I have a Dell T7500 with a PERC H710P connected to 4 3T drives in a RAID5 array. Also connected to the controller are 2 256G SSD drives, not configured in an array. A Linux server is installed on one of the SSD drives, and the RAID5 is where all my user data are stored.

The other day upon boot, the RAID BIOS reported errors

Drives 01 and 03 missing
Foreign config available

I loaded the foreign config, and the drives reappeared. On the next boot, I got

Drive 01 offline

Thinking the drive was bad, I replaced it with a new drive and rebuilt drive 01. When I next booted, the system came up OK, but a few reboots later I got

Drive 00 offline
Foreign config available

So I read in the Foreign config and forced 00 online.

After several reboots I then got

Drive 03 offline
Foreign config available

Read in foreign config. Force drive 03 online.

Now the system comes up OK. I have rebooted it many times.

Should I assume that my controller is bad?
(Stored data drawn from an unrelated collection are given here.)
PR #843, opened 2025-02-23
make complex marker unions and intersections deterministic

radoering:
Requires: #842

## Summary by Sourcery

This pull request makes complex marker unions and intersections deterministic by preventing duplicate constraints and improving performance.

Enhancements:
- Ensures that marker unions and intersections are deterministic by avoiding duplicate constraints when intersecting union constraints.
- Improves the performance of marker operations by using generators instead of sets to determine unique markers.

Tests:
- Adds a test to ensure that complex marker unions are deterministic, preventing sporadic test failures.

### DIFF
--- a/tests/version/test_markers.py
+++ b/tests/version/test_markers.py
@@ -2154,6 +2154,35 @@ def test_complex_intersection() -> None:
     )
 
 
+def test_complex_union_is_deterministic() -> None:
+    """
+    This test might fail sporadically if marker operations are not deterministic!
+    """
+    m1 = parse_marker(
+        'sys_platform != "darwin" and python_version >= "3.12"'
+        ' and platform_system != "Emscripten" and (python_version < "4.0"'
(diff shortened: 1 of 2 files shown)


tests/version/test_markers.py
```diff
@@ -2154,6 +2154,35 @@ def test_complex_intersection() -> None:
     )
 
 
+def test_complex_union_is_deterministic() -> None:
+    """
+    This test might fail sporadically if marker operations are not deterministic!
```
Secrus, line 2159: Does that mean it can fail because of anything, or will it detect changes to the marker operations code that would make them undeterministic?

radoering: If the marker operations code becomes undeterministic there will be a good chance that the test fails sporadically. As long as the marker operations code is determistic the test will not fail.

Secrus (approved):

PR #849, opened 2025-03-08
markers: recognize empty `python_version` markers

radoering:
Without this fix, the intersection of `python_version > "3.8"` and `python_version < "3.9"` is not detected as empty marker.

Related to: python-poetry/poetry#10249

## Summary by Sourcery

Tests:
- Add tests to verify that the intersection of mutually exclusive markers is correctly identified as empty.

### DIFF
--- a/tests/version/test_markers.py
+++ b/tests/version/test_markers.py
@@ -172,6 +172,22 @@ def test_single_marker_intersect() -> None:
 
 
 @pytest.mark.parametrize(
+    ("marker1", "marker2"),
+    [
+        ('sys_platform == "win32"', 'sys_platform == "linux"'),
+        ('sys_platform != "win32"', 'sys_platform == "win32"'),
+        ('python_version >= "3.6"', 'python_version < "3.6"'),
+        ('python_version == "3.6"', 'python_version == "3.7"'),
+        ('python_version > "3.6"', 'python_version <= "3.6"'),
+        ('python_version >= "3.6"', 'python_version < "3.6"'),
+        ('python_version > "3.6"', 'python_version < "3.7"'),
+    ],
+)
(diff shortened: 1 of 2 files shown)


tests/version/test_markers.py
```diff
@@ -171,6 +171,22 @@ def test_single_marker_intersect() -> None:
...
+@pytest.mark.parametrize(
+    ("marker1", "marker2"),
+    [
+        ('sys_platform == "win32"', 'sys_platform == "linux"'),
+        ('sys_platform != "win32"', 'sys_platform == "win32"'),
+        ('python_version >= "3.6"', 'python_version < "3.6"'),
+        ('python_version == "3.6"', 'python_version == "3.7"'),
+        ('python_version > "3.6"', 'python_version <= "3.6"'),
+        ('python_version >= "3.6"', 'python_version < "3.6"'),
+        ('python_version > "3.6"', 'python_version < "3.7"'),
```
radoering, line 183: The last test is the relevant one but since I did not find such a basic test function that tests for empty single marker intersections, I just added some additional tests.

tests/version/test_markers.py
```diff
@@ -2260,16 +2271,16 @@ def test_intersection_no_endless_recursion() -> None:
         ' and extra != "postgis"'
     )
     m2 = parse_marker(
-        'python_version > "3.12" and python_version < "3.13" or extra != "databricks"'
+        'python_version >= "3.12" and python_version < "3.13" or extra != "databricks"'
```
radoering, line 2274: This marker is actually empty and does not trigger a potential endless recursion anymore. I checked that the changed marker triggers the recursion error without the fix from #832.

Secrus (approved):

PR #1511, opened 2015-01-29
Document limitations of using the bitcask sync interval feature

danabr:


danabr:
I noticed now that the same thing would happen if setting bitcask_merge_check_interval to a value lower than 60 seconds. It is probably less likely that would happen, though.

laurenrother:
@danabr I'm super sorry that I didn't see this until just now. But it looks good! So :candy:

Issue #1547, opened 2015-03-05
Fast track layout and menu broken [JIRA: PMT-100]


roooms:
http://docs.basho.com/riak/latest/tutorials/fast-track/ 
* menu and page structure is broken
* the nav on the left seems to append urls together incorrectly, causing 404’s

kesslerm:
The latest working version of this belongs to Riak 1.3.2. Is there a left-over file in the 'latest' section on the doc-server?

This one works as intended: http://docs.basho.com/riak/1.3.2/tutorials/fast-track/

This one shows a 404 error, as intended: http://docs.basho.com/riak/2.0.5/tutorials/fast-track/

roooms:
The link to this URL is available in the FAQs at http://docs.basho.com/riak/latest/community/faqs/basics/#what-is-riak

TheOnlyRew:
With #1549 merged, can this issue be closed?

laurenrother:
Please feel free to reopen this issue if the PR above did not satisfactorily resolve the issue.

PR #1549, opened 2015-03-05
Do not link to outdated fast track tutorial

kesslerm:
The fast track tutorial only existed until Riak-1.3. Use
more recent documents instead. 

Further small edits to the faqs/basics.html.fml file

Addresses issue #1547


kesslerm:
+1 from @nerophon via private communication

PR #1551, opened 2015-03-06
Be more explicit about using riak attach to verify the poodle patch

macintux:
Clarify both the trailing period and that for 1.x products we use `^C a` to exit an attached shell.


mjbrender:
Looks helpful. Merging unless you see anything further @macintux

Issue #1553, opened 2015-03-11
Bitcask merge policy documentation is incorrect [JIRA: PMT-59]


nerophon:
http://docs.basho.com/riak/latest/ops/advanced/backends/bitcask/#Configuring-Bitcask

...and scrolling down to the section on Merge Policy. The third policy option is listed as:

"Start and end time — Hours during which merging is permitted"

However, in fact, you must specify the policy as "window", as well as including a start and end time, e.g.

```
bitcask.merge.policy=window
bitcask.merge.window.start=23
bitcask.merge.window.end=01
```

Please see also:
https://basho.zendesk.com/agent/tickets/10481

dmitrizagidulin:
Fixed in https://github.com/kesslerm/basho_docs/commit/2257469072dc2d3ec4efc7e391834e7bb2ec02e6 , merged and deployed live.
Closing.

dmitrizagidulin:
Ah, whoops, looked in the wrong place. Still have to merge.

PR #1554, opened 2015-03-11
Document the use of the window merge policy better

kesslerm:
The 'window' merge policy documentation was still half-way
between the previous app.config style documentation and the
new riak.conf style documentation. Use riak.conf style primarily
from now on.

Addresses https://github.com/basho/basho_docs/issues/1553


jhmullen:
+1

PR #1555, opened 2015-03-12
add signature_v2 on s3cmd's config

ksauzz:
s3cmd was changed to use AWS Authentication v4 on default, but current RIak CS release doesn't support v4 yet. So, `signature_v2 = True` is require to connect to Riak CS via s3cmd.


kuenishi:
+1

PR #1556, opened 2015-03-12
Fixed mispelling of 'dropped'

sargun:


mjbrender:
Obvious clean up - thanks @sargun!

PR #1558, opened 2015-03-14
Expand the Riak Metrics to Graph section

dmitrizagidulin:
Users frequently ask "So which metrics should I graph?". This is an attempt to expand the Metrics to Graph section and provide some guidance for choosing a "bare minimum" set of stats (from various Professional Services recommendations and training documents).

### DIFF
--- a/source/languages/en/riak/ops/running/stats-and-monitoring.md
+++ b/source/languages/en/riak/ops/running/stats-and-monitoring.md
@@ -13,28 +13,147 @@ moved: {
 ---
 
 Riak provides data related to current operating status, which includes
-statistics in the form of counters and histograms. These statistics are
-made available through the HTTP API via the `[[/stats|HTTP Status]]`
-endpoint, or through the `[[riak-admin|riak-admin Command Line]]`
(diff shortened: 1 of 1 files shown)


drewkerrigan:
+1 3873be9, Much more useful in this format as well. Eventually we should add links to the monitoring plugins after they are polished.

TheOnlyRew:
It looks like this commit is inconsistent about column lengths. I think Luc was pretty strict about a 70-column limit where possible, and -- while the tables shouldn't bother with the limit -- it looks like there's a good bit of prose that should be brought in.

dmitrizagidulin:
@TheOnlyRew thanks! I'll revise to fall under 70-col limit. Can we add that requirement to the README?

TheOnlyRew:
That's a really good idea, actually. I'll try to walk the docs a bit and see if there are any other style guidelines that should be written down.

dmitrizagidulin:
Revised to be under 80-col limit, as per discussion in Docs room.

TheOnlyRew:
+1

PR #1560, opened 2015-03-16
Update version compatibility on Riak CS and Riak

kuenishi:


kuenishi:
There is another page: http://docs.basho.com/riakcs/latest/cookbooks/Version-Compatibility/ Looks like a duplicate.

TheOnlyRew:
It looks like source/languages/en/riakcs/cookbooks/installing/Installing-Riak-CS.md and source/languages/en/riakcs/cookbooks/Version-Compatibility.md duplicate information, but present different contexts---the former is an install guide, the later a reference for easy searching/linking.

I'd say leave the duplication and update source/languages/en/riakcs/cookbooks/Version-Compatibility.md as part of this patch as well.

PR #1565, opened 2015-03-17
Obvious spelling error is obvious...length shortened

tylerhannan:
The promo banner has always had length issues...but the spelling error was egregious.

This attempts to rectify both (without actually making the banner fully responsive because...reasons).


TheOnlyRew:
Thanks for catching this Tyler. I don't know if I ever would have noticed if it wasn't brought up, and now I can't un-see it...

PR #2060, opened 2016-05-10
Markdown Fix

paultannenbaum:
- Fixes incorrect markdown formatting for [this page](http://docs.basho.com/riak/ts/1.3.0/using/querying/) that was causing too large of code block to be rendered, with markdown inside that code block (see screenshot).

*** I do not have the whole build process installed on my machine, so probably worth pulling down and doing a build to make sure it is rendering correctly before accepting this PR.

screenshot 2016-05-10 14 33 14


laurenrother:
👍 Thanks!

PR #2062, opened 2016-05-10
add new section covering percent-encoding for url defined keys. rewor…

christophermancini:
…ked endpoint table a little bit for readability.


laurenrother:
So this is happening with the new table:
screen shot 2016-05-11 at 10 18 57 am

While I like the layout, I wonder if having both Method and Type doesn't end up taking up more space and not being informative enough to make up for it.

Alternatively, what happens if we remove the html formatting element and use ` ` by themselves?

laurenrother:
Fixed by https://github.com/basho/basho_docs/pull/2065

PR #2063, opened 2016-05-11
Add KV-related operations to TS Spark-Riak Connector docs

erjohnson:


laurenrother:
I think this content might be confusing in a TS context. Let's discuss.

PR #2067, opened 2016-05-12
Remove 'fullsync' from description of MDC support

ksauzz:
Riak TS 1.3 doesn't only support fullsync, but also realtime sync. This description looks like realtime sync is not supported. [The both replication have been tested.](https://github.com/basho/riak_test/pull/1034)


laurenrother:
Thanks, @ksauzz ! 👍 🍬

PR #2069, opened 2016-05-12
Install TS from Source

laurenrother:
Add instructions for installing TS from source, and instructions for installing Erlang.


erjohnson:
👍 lgtm

PR #2073, opened 2016-05-12
Use `draft: true` instead of IgnoreFiles

TheOnlyRew:
Important to note that the `draft: true` only reliably works when its the first option in the front matter.

My local testing has shown this change does prevent the draft files from being compiled into the public/ directory, and prevents their menu entries from appearing elsewhere on the site. Confirmation of both of these observations would be appreciated, prior to a merge.

Also, this shaved bout 15 seconds off of my build time, which made me pretty happy.


laurenrother:
👍 I ran a local version (and yeah, faster! WHOO!) and didn't see any pages I knew should be drafts that snuck through. 

@erjohnson When you get a moment, give it a whirl and see if you spot any?

erjohnson:
looks good! 💯

PR #2082, opened 2016-05-20
Fix supercluster settings, and add its cuttlefish style example

ksauzz:
[According to cuttlefish schema](https://github.com/basho/riak_cs/blob/2.1.1/rel/files/riak_cs.schema#L677-L700), supercluster_members settings should be in riak_cs section. Also, I'd like to add cuttlefish style example of riak-cs.conf and stanchion.conf.


erjohnson:
👍

PR #2086, opened 2016-05-23
Fix Downloads anchors

TheOnlyRew:
The root issue was not giving our Markdown parser a chance to generate \<h3> IDs. Without them, our anchorify logic defaulted to "undefined" as the ID name, and everything broke. This is solved by using the Hugo Template bif `markdownify` to generate header tags in the downloads.html _default layout.


TheOnlyRew:
fixes #2084

erjohnson:
👍

PR #2088, opened 2016-05-24
Product Advisory RSS feed

TheOnlyRew:
Some additional details;
- A `copyright:` string was added to config.yaml that's included as part of the rss feed.
- All of the Community pages were given a `date:` entry in their front matter to allow for a valid `<pubDate>` in the RSS feeds. We should consider including a `date:` on all pages, really.
- All product advisory pages were given an entry in the new `"announcements"` taxonomy to all for easy aggregation. (See below,)
  
  ```
  ---
  title: "Socket reuse issue with Riak Golang client 1.5.1"
  description: ""
  date: "2016-03-01"
  announcements: ["Product Advisories"]
  . . .
  ```

### DIFF
--- a/Rakefile
+++ b/Rakefile
@@ -75,8 +75,10 @@ end
 
 ########
 # Build
-desc      "Compile Compressed JS, Compile Compressed CSS, Build Hugo"
+desc      "Compile & Compress JS, Compile & Compress CSS"
 task      :build => ['clean', 'build:js', 'build:css']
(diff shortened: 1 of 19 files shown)


laurenrother:
@TheOnlyRew , this was really great work and thank you very much for doing it. We opted not to RSS feed it based on user research (which, admittedly, we should have done PRIOR to doing all the work 😬 ).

Or said another way, is there any possibility that this kind of behavior can be caused by something other than the controller? For example, can the kernel driver muck up the driver configuration somehow?

Best Answer

Yes, I believe either your controller or the raid backplane is bad. But I think the controller is the culprit. Can you look up the firmware version of the RAID controller (not to be confused with the system BIOS, which you should also check) and compare to what is available on Dell's site? You may find the version is quite old and that critical issues have been resolved in newer versions. Alternatively you could try calling Dell support - which you should certainly do if support is available! You can easily check what service contract is in force by looking up the Service Tag at support.dell.com.

Two notes of caution. You are in dangerous territory. Upgrading the RAID controller firmware can sometimes result in data loss - make sure the new version has been out for awhile, and read the release notes carefully. 2) RAID 5 doesn't give you a lot of wiggle room. Either way prepare to back up your critical data before you let time pass on this issue or take any substantial corrective actions!